Bristol slave owner's home - detail of the Georgian House Museum sideboard.

Ferne Arfin    updated 8 August 2022

The Georgian House Museum – The story of a Bristol fortune built on the backs of slaves

Bristol’s Georgian House Museum is a surprising and sobering glimpse of an 18th century slave owner’s home. 

If you’ve toured in the UK or anywhere in Western Europe, chances are, you’ve walked around more than one historic house. You can expect collections of fine antique furniture, china, silver, porcelain and, depending on the original owner’s wealth, old master paintings or more primitive ancestor portraits. 

After a while, you know pretty much what to expect, which is not much that you haven’t seen before.

The 18th Century Warts and All

What you aren’t often confronted with are the sometimes tawdry stories, the unpleasant side of the 18th-century New World fortunes that built these elegant homes.

The Georgian House Museum in Bristol is very different. This upstairs/downstairs glimpse into the lives lived in an 18th-century Bristol townhouse tells a story that alternates between swashbuckling adventure and grim reality. It’s like wandering into someone’s private home and admiring the fine china before peeking into the closets to rattle all the skeletons.  And it’s fascinating.


In the 18th century, Bristol was one corner of the triangular trade route over which cloth, guns, manufactured and luxury goods were shipped to Africa to buy slaves for the plantations of the New World. Sugar, rum, tobacco and cotton came back. The sugar plantation slave owners, sugar merchants and shipbuilders of Bristol grew rich from this trade.  

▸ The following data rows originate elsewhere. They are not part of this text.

PR #3672, opened 2025-01-24
Add F Upgrade Scaffolding. Post-Etna Cleanup

michaelkaplan13:
## Why this should be merged
- Adds scaffolding for future changes to be made as part of the F upgrade behind `IsFUpgradeActivated` checks.
- Removes `GetEtnaHeight` from the `validators.State` interface which is not needed now that Etna is activated on all networks.

## How this works
Self-explanatory. (The actual F upgrade name is to be decided later)

## How this was tested
CI

No, no functional change.


aaronbuchwald:
https://www.imdb.com/title/tt0083946/

upgrade/upgradetest/config.go
```diff
@@ -31,6 +31,8 @@ func GetConfigWithUpgradeTime(fork Fork, upgradeTime time.Time) upgrade.Config {
 // to the provided upgradeTime.
 func SetTimesTo(c *upgrade.Config, fork Fork, upgradeTime time.Time) {
 	switch fork {
+	case FUpgrade:
+		c.FUpgradeTime = upgradeTime
```
StephenButtolph, line 35:
```suggestion
		c.FUpgradeTime = upgradeTime
		fallthrough
```

vms/platformvm/state/state.go
```diff
@@ -1326,10 +1323,6 @@ func (s *state) GetStartTime(nodeID ids.NodeID) (time.Time, error) {
 	return staker.StartTime, nil
 }
 
-func (s *state) GetEtnaHeight() (uint64, error) {
-	return database.GetUInt64(s.singletonDB, EtnaHeightKey)
```
StephenButtolph, line 1330: Can we delete `EtnaHeightKey`?

vms/rpcchainvm/vm_client.go
```diff
@@ -198,6 +198,7 @@ func (vm *VMClient) Initialize(
 		CortinaXChainStopVertexId:     chainCtx.NetworkUpgrades.CortinaXChainStopVertexID[:],
 		DurangoTime:                   grpcutils.TimestampFromTime(chainCtx.NetworkUpgrades.DurangoTime),
 		EtnaTime:                      grpcutils.TimestampFromTime(chainCtx.NetworkUpgrades.EtnaTime),
+		FUpgradeTime:                  grpcutils.TimestampFromTime(chainCtx.NetworkUpgrades.FUpgradeTime),
```
StephenButtolph, line 201: I think we need to add this to the `vm_server.go` logic as well right?

vms/platformvm/state/state.go
michaelkaplan13: I wasn't sure looking at it initially since IIUC, existing nodes will still have that value in their state and new nodes will not. I guess there isn't any worry of mistakingly re-introducing that state key in the future though, even if we remove it from source.

StephenButtolph (approved):

darioush (approved):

The house, at 7 Great George Street, now a free museum, is an upstairs/downstairs look at life in a sugar plantation slave owner’s home, circa 1790.

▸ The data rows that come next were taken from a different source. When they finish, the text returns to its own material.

PR #3678, opened 2025-01-27
minimize BitSetSignature.Verify chain scope

tsachiherman:
## Why this should be merged

This PR minimize the interface scope of the `pChainState` interface argument in `BitSetSignature.Verify`.

## How this works

Existing interface of `BitSetSignature.Verify` is 
```golang
func (s *BitSetSignature) Verify(
	ctx context.Context,
	msg *UnsignedMessage,
	networkID uint32,
	pChainState validators.State,
	pChainHeight uint64,
	quorumNum uint64,
	quorumDen uint64,
)
```
and the `validators.State` interface is 
```golang
type State interface {
	// GetMinimumHeight returns the minimum height of the block still in the
	// proposal window.
	GetMinimumHeight(context.Context) (uint64, error)
	// GetCurrentHeight returns the current height of the P-chain.
	GetCurrentHeight(context.Context) (uint64, error)

	// GetSubnetID returns the subnetID of the provided chain.
	GetSubnetID(ctx context.Context, chainID ids.ID) (ids.ID, error)

	// GetValidatorSet returns the validators of the provided subnet at the
	// requested P-chain height.
	// The returned map should not be modified.
	GetValidatorSet(
		ctx context.Context,
		height uint64,
		subnetID ids.ID,
	) (map[ids.NodeID]*GetValidatorOutput, error)

	// GetCurrentValidatorSet returns the current validators of the provided subnet
	// and the current P-Chain height.
	// Map is keyed by ValidationID.
	GetCurrentValidatorSet(
		ctx context.Context,
		subnetID ids.ID,
	) (map[ids.ID]*GetCurrentValidatorOutput, uint64, error)
}
```

However, only the `GetValidatorSet` and `GetSubnetID` methods are being used by `BitSetSignature.Verify`.

In this PR, I've created a partial interface that includes just these two functions:
```golang
type VerifiableValidatorState interface {
	// GetValidatorSet returns the validators of the provided subnet at the
	// requested P-chain height.
	GetValidatorSet(ctx context.Context, height uint64, subnetID ids.ID) (map[ids.NodeID]*validators.GetValidatorOutput, error)

	// GetSubnetID returns the subnetID of the provided chain.
	GetSubnetID(ctx context.Context, chainID ids.ID) (ids.ID, error)
}
```

## How this was tested

This PR retain full backward interface compatibility.

No.


vms/platformvm/warp/signature.go
```diff
@@ -23,6 +24,17 @@ var (
 	ErrParseSignature     = errors.New("failed to parse signature")
 )
 
+// VerifiableValidatorState allows the lookup of validator sets on specified subnets at the
+// requested P-chain height as well as the retrieval of subnet ids.
+type VerifiableValidatorState interface {
```
joshua-kim, line 29: We don't need to disambiguate across `validators.State` because this is its own package - can we just call this `ValidatorState` or `Validators` or something like that?

aaronbuchwald: I was thinking we should add the necessary functions to the existing `ValidatorState` interface here: https://github.com/ava-labs/avalanchego/blob/ab4619873028fd975dfa6e89e53e555dd53e0cdb/vms/platformvm/warp/validator.go#L32

The downside is ofc that the functions we're adding to it are not strictly needed.

Perhaps a better alternative is to modify the function signature of `*BitSetSIgnature.Verify(...)` to take in an already calculated canonical validator set and provide a helper function that converts from `validators.State` to the canonical validator set input that's required.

From Disgrace to Respectability

As you tour the 11 rooms, arranged on four floors, from kitchens in the basement to elegant upstairs salons.  enthusiastic on-site guides bring the history of the house to life.

Georgian House Museum

Easting room at the Georgian House Museum in Bristol

The story begins with family black sheep, Azariah Pinney. Azariah chose the wrong side in a short-lived rebellion against James II. Saved from the gallows – or worse – when his family ransomed his life, he was exiled to the West Indies for ten years. 

In the early days of the British Empire,  impoverished young men of good families could go adventuring after their fortunes in the colonies. Criminals could be transported to them to make a life in far-off corners of the world or die trying.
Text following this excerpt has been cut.